About all we can do is to adapt and keep on trucken.


----------



## hiwall (Jun 15, 2012)

I wonder if all the water that has been pumped out of the ground there through the years anything to do with all the small earthquakes in Oklahoma?


----------



## CrackbottomLouis (May 20, 2012)

The amount of water on earth remains constant. We dont have a water shortage we have an overpopulation problem. The only thing that changes with the amount of water on earth is where the water resides.


----------



## machinist (Jul 4, 2012)

Yeah! The big problem out west is that people settled an area that is, and always has been, too arid to support very many people. Kind of like we settled a lot of people in New Orleans BELOW sea level. Like we settled over 27,700 people per square mile in New York City. 

This will not end well.


----------



## CrackbottomLouis (May 20, 2012)

We are quickly outstripping our resources. We keep beating back mother natures corrections with our meds and tech. The only problem is the people aware enough and intelligent enough to realise this are the people we would benefit most from breeding. Ever seen Idiocracy? Underrated movie. When we run out of water we can just use gatorade. It has electrolytes


----------



## Tweto (Nov 26, 2011)

The city of Phoenix is working on a program to encourage people to move out, because of the water shortage.

The rest of us will really feel this fresh water shortage starting this fall due to increases in food prices. The increases that we are seeing now is scratching the surface.


----------



## hiwall (Jun 15, 2012)

> The city of Phoenix is working on a program to encourage people to move out, because of the water shortage.


First I have heard of that. Most of its water comes from in-state surface water. I think across the west (and everywhere) the biggest problem is those using water from deep underground which can not be replaced.


----------



## Tweto (Nov 26, 2011)

hiwall said:


> First I have heard of that. Most of its water comes from in-state surface water. I think across the west (and everywhere) the biggest problem is those using water from deep underground which can not be replaced.
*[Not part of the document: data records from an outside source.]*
PR #658, opened 2023-04-24
Remove streaming from no-code test

siddvenk:
## Description ##

The no-code test client should not expect streaming output. With no code, we don't provide any serving.properties which means by default streaming is disabled. client should not try to read response in streaming fashion.


frankfliu (approved):

sindhuvahinis (approved):

lanking520:
Maybe we need to think about whether we need to make streaming output per request basis. If I am a customer, I would probably use non-streaming in short seq but leave streaming on long seq. I would suggest we leave it as a backlog item.

PR #661, opened 2023-04-25
[serving] Adds workflow model loading for SageMaker

frankfliu:
## Description ##


serving/src/main/java/ai/djl/serving/workflow/WorkflowDefinition.java
```diff
@@ -145,23 +190,9 @@ public static WorkflowDefinition parse(URI uri, Reader input) {
      */
     public Workflow toWorkflow() throws BadWorkflowException {
         if (models != null) {
-            WlmConfigManager wlmc = WlmConfigManager.getInstance();
             for (Entry<String, ModelInfo<Input, Output>> emd : models.entrySet()) {
                 ModelInfo<Input, Output> md = emd.getValue();
                 md.setId(emd.getKey());
-                md.setQueueSize(firstValid(md.getQueueSize(), queueSize, wlmc.getJobQueueSize()));
```
zachgk, line 152: Is there a reason we are removing these parameters from the workflow?

frankfliu: 1. global settings is just the default value, per model setting is override the settings in `serving.properties`. this is a bit confusing
1. In most cases (especially on GPU), each model will have different per model settings
2. We only covered a subset of per model settings.

zachgk: I would still lean towards keeping it.

1. It's a basic system of more specific rules override less specific. `Global < workflow settings < model serving.properties < workflow model settings`
2. The workflow has both settings for all models in the workflow and for particular models
3. Do you mean `loadOnDevices`? It might be worth adding it, then.

I think having this is still useful. When importing models defined externally (like in model hub), this still allows defining some model properties without having to do something difficult to introduce the serving.properties.

But, I can see the argument towards removing it and I don't think it's too important. I'll just approve it and leave it up to you

zachgk (approved):

PR #675, opened 2023-04-28
Create model dir to prevent issues with no code experience in SageMaker

siddvenk:
## Description ##

will push to dlc branch  as well once approved


sindhuvahinis:
I tested no code mode in PySDK. I did not face any issues. When will I able to reproduce this?

lanking520 (approved):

There have been several articles the last week about how depleted the under ground water supply is. They said that it is 4 times worse then they thought.


----------



## nightwing (Jul 26, 2014)

Rain fall here has been good this year and spotty in some previous years.
The problem with the patterns is we have not been tracking it long enough 
to know the real levels.
I know that successful native tribes moved with the herds of buffalo.
tribes that built with stone and took up residence have disappeared and or
may have integrated with other tribes.
Their impact on the land was low because there were so few of them concentrated for very long in a given area.

I can see where concentrated population and transportation system have
created a false sense of plenty in areas that will never be able to sustain 
dense populations with water or locally grown foods.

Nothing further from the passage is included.